Provided records section start
PR #7442, opened 2026-04-10
[PM-12473] Add dedicated CollectionUser and CollectionGroup authorization handlers

r-tome:
## 🎟️ Tracking

https://bitwarden.atlassian.net/browse/PM-12473

## 📔 Objective

Extracts user-access and group-access authorization from `BulkCollectionAuthorizationHandler` into dedicated `CollectionUserAuthorizationHandler` and `CollectionGroupAuthorizationHandler`, gated behind a feature flag.


src/Api/AdminConsole/Controllers/GroupsController.cs
```diff
@@ -172,18 +177,13 @@ public async Task<GroupResponseModel> Put(Guid orgId, Guid id, [FromBody] GroupR
             }
         }
```
eliykat, line 189: This is authorization logic that should be encapsulated by the handler.
EDIT: the existing comment is also wrong - we do throw an error here!

src/Api/AdminConsole/Controllers/GroupsController.cs
```diff
@@ -290,4 +292,53 @@ public async Task PostDeleteUser(Guid orgId, Guid id, Guid orgUserId)
     {
         await DeleteUser(orgId, id, orgUserId);
     }
+
+    private async Task PutCollectionAccess_vNext(
+        GroupRequestModel model,
+        ICollection<Core.Models.Data.CollectionAccessSelection> currentAccess)
+    {
+        var (createIds, updateIds, deleteIds) = model.Collections.DiffAccessSelections(currentAccess);
```
eliykat: (no changes required, just sharing my thinking)

This is a great interface. It reflects what I've suspected for a while - the client should send a delta of what's changed, rather than this weird incomplete set we have to jump through hoops to reconcile. e.g. ideally the client would send something like

```
{
  delete: IEnumerable<Guid>
  create: IEnumerable<CollectionCreateRequest>
  update: IEnumerable<CollectionUpdateRequest>
}
```

which neatly aligns with authorization checks and the CRUD operations required by the db. That's a very simple request for the server to consume.

This diff logic you've added lets us work from a delta immediately without breaking the api. Later, we can update the client to send a delta, and remove the glue code.

src/Api/AdminConsole/Controllers/GroupsController.cs
```diff
@@ -290,4 +292,53 @@ public async Task PostDeleteUser(Guid orgId, Guid id, Guid orgUserId)
...
+
+        var allCollections = await _collectionRepository.GetManyByManyIdsAsync(
+            createIds.Concat(updateIds).Concat(deleteIds));
+
+        await AuthorizeCollectionAccessAsync(
+            allCollections.Where(c => createIds.Contains(c.Id)).ToList(), CollectionGroupOperations.Create);
+        await AuthorizeCollectionAccessAsync(
+            allCollections.Where(c => updateIds.Contains(c.Id)).ToList(), CollectionGroupOperations.Update);
+        await AuthorizeCollectionAccessAsync(
+            allCollections.Where(c => deleteIds.Contains(c.Id)).ToList(), CollectionGroupOperations.Delete);
```
eliykat: There is a bug here though, which reflects the weirdness of the current API. If a collection is missing from the request, either:
1. the user has permission to delete it, and it was omitted because it should be deleted -> delete
2. the user does not have permission to delete it, and it was omitted because the client is unaware of it -> do not delete

See the logic following this comment in the endpoint:

```
        // The client only sends collections that the saving user has permissions to edit.
        // We need to combine these with collections that the user doesn't have permissions for, so that we don't
        // accidentally overwrite those
```

Rather than throwing an error, the authorization check just adds back anything the user doesn't have permission to delete.

There is also some duplication: you're producing a diff here, but that logic is also producing its own diff of what's changed. Please see if we can combine/harmonize this logic somehow. Ideally, as suggested in my last comment, `DiffAccessSelections` could act as a glue/transition code to take the API request and translate it to a simple delta that we can act on. So there would be a clean separation of steps:

1. API request comes in
2. map to a delta
3. evaluate authorization

(This is exactly why this is a tech debt ticket 😁 )

eliykat: Claude example of expected failure scenario:

>   Concrete failure scenario
> 
>   A custom-role org user with ManageGroups (but no EditAnyCollection) updates a group. That group has Collection A (which they manage) and Collection B (which they don't manage). The client sends only Collection A. deleteIds contains
>   Collection B. The delete auth check fails → NotFoundException → the update is completely blocked, even though the user is making a legitimate edit.

src/Api/AdminConsole/Controllers/GroupsController.cs
```diff
@@ -130,9 +134,10 @@ public async Task<GroupResponseModel> Post(Guid orgId, [FromBody] GroupRequestMo
         if (model.Collections?.Any() == true)
         {
             var collections = await _collectionRepository.GetManyByManyIdsAsync(model.Collections.Select(a => a.Id));
-            var authorized =
-                (await _authorizationService.AuthorizeAsync(User, collections, BulkCollectionOperations.ModifyGroupAccess))
-                .Succeeded;
+            IAuthorizationRequirement requirement = _featureService.IsEnabled(FeatureFlagKeys.CollectionUserCollectionGroupAuthorizationHandlers)
+                ? CollectionGroupOperations.Create
+                : BulkCollectionOperations.ModifyGroupAccess;
+            var authorized = (await _authorizationService.AuthorizeAsync(User, collections, requirement)).Succeeded;
```
eliykat: I'm not sure we should be passing collections as the resource here - the resource should match the action, and we're not creating a collection, we're creating a CollectionGroup association. I'll elaborate in the next comment as I think the approach in `OrganizationUsersController` is better.

src/Api/AdminConsole/Controllers/OrganizationUsersController.cs
```diff
@@ -267,12 +269,26 @@ public async Task Invite(Guid orgId, [FromBody] OrganizationUserInviteRequestMod
...
             var collections = await _collectionRepository.GetManyByManyIdsAsync(model.Collections.Select(a => a.Id));
-            var authorized =
-                (await _authorizationService.AuthorizeAsync(User, collections, BulkCollectionOperations.ModifyUserAccess))
-                .Succeeded;
-            if (!authorized)
+
+            if (_featureService.IsEnabled(FeatureFlagKeys.CollectionUserCollectionGroupAuthorizationHandlers))
             {
-                throw new NotFoundException();
+                var resource = new CollectionUserAccessResource(collections.ToList(), null);
```
eliykat: I think `CollectionUserAccessResource` is a good idea. The idea of this interface is that you pass in the resource and the action you want to take on that resource. In db terms the resource is `CollectionUser`, but as we need access to the collection and don't want to fetch it multiple times, I think it's OK to have this DTO that includes the collection as well. Then the handler has access to all the context for authorization decisions. Compare to just passing in the collection - then the handler doesn't know who's being assigned to it or what permissions they're receiving, which could be relevant to authorization.

I don't quite like the `null` parameter to indicate "OrgUser that has not been created yet" but I'm not quite sure how else to handle it.

src/Api/AdminConsole/Controllers/OrganizationUsersController.cs
```diff
@@ -408,29 +424,13 @@ public async Task Put(Guid orgId, Guid id, [FromBody] OrganizationUserUpdateRequ
             ? null
             : model.Groups;
```
eliykat, line 427: This is authorization logic that also needs to be inside the authorization layer. However, the way it mutates the request makes it hard to move in there at the moment (the authz handler returns a result but does not change the request like this).

I suggest that:

- this is left here, but
- you also check for it in the handler and fail authorization if the user is trying to add themselves to a group

Similar thoughts as above - if we later update the client to send a delta (of groups to add and remove), then we can remove this code and rely on the authorization check only (because the client will only be sending what it actually wants to do, not this extra info that we are conditionally ignoring). This code in the controller becomes a temporary adapter/glue code rather than permanent authz.

src/Api/AdminConsole/Controllers/OrganizationUsersController.cs
```diff
@@ -838,4 +848,72 @@ private async Task<IDictionary<Guid, bool>> GetClaimedByOrganizationStatusAsync(
...
+
+        var allCollections = await _collectionRepository.GetManyByManyIdsAsync(
+            createIds.Concat(updateIds).Concat(deleteIds));
+
+        await AuthorizeCollectionUserAccessAsync(
+            allCollections.Where(c => createIds.Contains(c.Id)), CollectionUserOperations.Create, targetUserId);
+        await AuthorizeCollectionUserAccessAsync(
+            allCollections.Where(c => updateIds.Contains(c.Id)), CollectionUserOperations.Update, targetUserId);
+        await AuthorizeCollectionUserAccessAsync(
+            allCollections.Where(c => deleteIds.Contains(c.Id)), CollectionUserOperations.Delete, targetUserId);
```
eliykat: Same issue here for how the deleted collections are evaluated.

src/Api/AdminConsole/Controllers/OrganizationUsersController.cs
```diff
@@ -442,10 +442,20 @@ public async Task Put(Guid orgId, Guid id, [FromBody] OrganizationUserUpdateRequ
         var readonlyCollectionIds = new HashSet<Guid>();
         foreach (var collection in currentCollections)
         {
-            if (!(await _authorizationService.AuthorizeAsync(User, collection, BulkCollectionOperations.ModifyUserAccess))
-                .Succeeded)
+            if (_featureService.IsEnabled(FeatureFlagKeys.CollectionUserCollectionGroupAuthorizationHandlers))
             {
-                readonlyCollectionIds.Add(collection.Id);
+                var resource = new CollectionUserAccessResource(new[] { collection }, organizationUser.UserId);
```
eliykat: 💭  CollectionUser is a link between a Collection and an OrganizationUser, so UserId instead of OrgUserId here is unexpected. Not sure how to resolve.

src/Api/Controllers/CollectionsController.cs
```diff
@@ -221,12 +230,36 @@ public async Task PostBulkCollectionAccess(Guid orgId, [FromBody] BulkCollection
...
+
+            if (model.Groups?.Any() == true)
+            {
+                if (!(await _authorizationService.AuthorizeAsync(User, collections,
+                        CollectionGroupOperations.Create)).Succeeded)
+                {
+                    throw new NotFoundException();
+                }
+            }
+        }
```
eliykat: This change is nested enough that I think a v2 method is better, similar to the Put method.

Also similar concerns about what resource we are passing.

src/Api/Controllers/CollectionsController.cs
```diff
@@ -274,4 +307,94 @@ public async Task PostDeleteMany(Guid orgId, [FromBody] CollectionBulkDeleteRequ
...
+            throw new NotFoundException();
+        }
+
+        if (model.Users != null)
+        {
+            // TargetUserId is null because this endpoint modifies access for multiple users
+            // at the collection level; self-assignment protection is not applicable here
+            // (consistent with the pre-feature-flag behavior).
+            var resource = new CollectionUserAccessResource(new[] { collection }, null);
+            await AuthorizeUserAccessChangesAsync(model.Users, currentAccess.Users, resource);
```
eliykat: This is a leaky abstraction - the caller should pass in the information required and the handler should decide what to do with it, rather than the caller selectively bypassing certain checks.

Also - is it correct that we're bypassing this check?

src/Api/Vault/AuthorizationHandlers/Collections/CollectionGroupAuthorizationHandler.cs
```diff
@@ -0,0 +1,173 @@
...
+        {
+            context.Fail();
+            return;
+        }
+
+        if (!_currentContext.UserId.HasValue)
+        {
+            context.Fail();
+            return;
+        }
```
eliykat: No need to call `context.Fail()` - the action will not be authorized unless you positively call `context.Succeed`. An early return is enough, and is better practice because it allows any other handlers we may add in the future to potentially authorize the action.

src/Api/AdminConsole/Authorization/Collections/AccessSelectionExtensions.cs
eliykat, line 1: Please add all new files to our code ownership.

I'll open a separate PR to move existing collection files.

src/Api/Vault/AuthorizationHandlers/Collections/CollectionUserAuthorizationHandler.cs
```diff
@@ -0,0 +1,188 @@
...
+            context.Fail();
+            return;
+        }
+
+        _targetOrganizationId = resources.First().OrganizationId;
+
+        if (resources.Any(r => r.OrganizationId != _targetOrganizationId))
+        {
+            throw new BadRequestException("Requested collections must belong to the same organization.");
+        }
```
eliykat: I think this is one issue with the way our handlers are currently structured - it's optimized for the bulk case, but it makes it difficult to understand what the business rules are for any single change.

Ideally the authorization logic would be expressed in an atomic way for a single operation: can I add this (single) user to this (single) collection. Then if we need to provide a bulk path we can do that, and of course make sure it's performant, but the goal is that authz logic is stated separately from other concerns like fetching state or managing the list of multiple collectionUsers.

Claude example to try to better express my thoughts:

```c#
 public class CollectionUserAuthorizationHandler ...                                                                                                                                                                                   
  {                                                                                                                                                                                                                                   
      // Stateful layer: fetch data once, loop, aggregate                                                                                                                                                                               
      protected override async Task HandleRequirementAsync(...)                                                                                                                                                                         
      {                                                                                                                                                                                                                                 
          var org = ...;                                                                                                                                                                                                                
          var managedIds = await GetManagedCollectionIdsAsync();                                                                                                                                                                        
          var orphanedIds = await GetOrphanedCollectionIdsAsync(org);
                                                                                                                                                                                                                                        
          if (resource.Collections.All(c => CanModifyUserAccess(c, org, managedIds, orphanedIds)))    
          {                                                                                                                                  
              context.Succeed(requirement);                                                                                                                                                                                             
          }
      }                                                                                                                                                                                                                                 
                                                                                                                                                       
      // Stateless: expresses the rule for one collection, no I/O so we can loop cheaply                                                                                                         
      private static bool CanModifyUserAccess(                                                                                                         
          Collection collection,                                                                                                                                                                                                        
          CurrentContextOrganization? org,                                                                                                                                                                                              
          HashSet<Guid> managedIds,
          HashSet<Guid> orphanedIds)                                                                                                                                                                                                    
      {                                                                                                                                                
          if (managedIds.Contains(collection.Id))
              return true;
                                                                                                                                                                                                                                        
          return org is { Type: Owner or Admin }
              && orphanedIds.Contains(collection.Id);                                                                                                                                                                                   
      }                                                                                                                                                
  }   
```

The pattern: the handler knows how to get and arrange the data, the static method knows what the rule is. The static method is also trivially unit-testable without mocking anything.

This would be a new pattern for us so I'm open to further discussion or feedback or other ideas.

eliykat (changes requested):
Good work - lots of interesting issues here to dig into in how we structure this. Some of my comments may be open ended so let me know if you want to chat.

I think there will be some iteration here, so if you like you can focus on just 1 handler first, make sure we're happy with that one, then extend the pattern to the rest.

Summary of high level ideas I've touched on below:
1. Our current API is not very good but we don't want to change it right now, so let's add a translation layer: when the request comes in, calculate the delta of what's actually changing, then act on the delta only. Later we'll update the API to provide the delta directly. You've already started doing this, just making the idea explicit.
2. Authz layer should fully encapsulate and contain all authorization / business logic. Currently there is still some logic in the controller, or leaky abstractions where the caller still has to know how authz internals work.
3. Authorization handlers for bulk resources do not express their logic very clearly. We should add a stateless layer that expresses the logic atomically for a single action on a single resource. Then the handler just becomes about connecting the 2 layers.

eliykat (commented):
Good work on this. As discussed, we should take it back to the tech breakdown stage as there are some interesting decisions to be made here and it's worth discussing with the team at a higher level before we get into the code.

Some feedback based on this PR:
- this would ideally be broken up into multiple tickets, maybe 1 per resource and then 1 for the front-end changes
- instead of glue code to transform the current API request into a diff, let's just add new endpoints that have the API we want; then the front-end can toggle between old & new
- I like the layering of state orchestration (handlers) and then static methods (rules) - it makes it really easy to understand and test the actual logic being enforced
- I don't like the bespoke lifetime caching service - it feels like an antipattern in our architecture. We have caching infrastructure provided by our architecture team that we should use if needed - or if not, maybe a few duplicate reads aren't so bad (as long as it's not `O(n)` for example). Or maybe we just refactor the code so that the db query result can be reused in the same scope.
- "adding self" checks are poorly encapsulated - ideally they are in the rules layer rather than the orchestration layer needing to know about it. This is challenging for new orgUsers who don't have an ID yet though.
- we may consider using a query class for state orchestration instead of an authorization handler _if_ it solves some of these problems for us - the interface for handlers can be quite limiting and this is a complex case
- we shouldn't implement single & bulk logic separately - just implement bulk and use it for both cases (unless there are good performance reasons, but that should be fairly rare)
Provided records section end
Go over the listing above and return each line with "very".

which neatly aligns with authorization checks and the CRUD operations required by the db. That's a very simple request for the server to consume.
1. Our current API is not very good but we don't want to change it right now, so let's add a translation layer: when the request comes in, calculate the delta of what's actually changing, then act on the delta only. Later we'll update the API to provide the delta directly. You've already started doing this, just making the idea explicit.
3. Authorization handlers for bulk resources do not express their logic very clearly. We should add a stateless layer that expresses the logic atomically for a single action on a single resource. Then the handler just becomes about connecting the 2 layers.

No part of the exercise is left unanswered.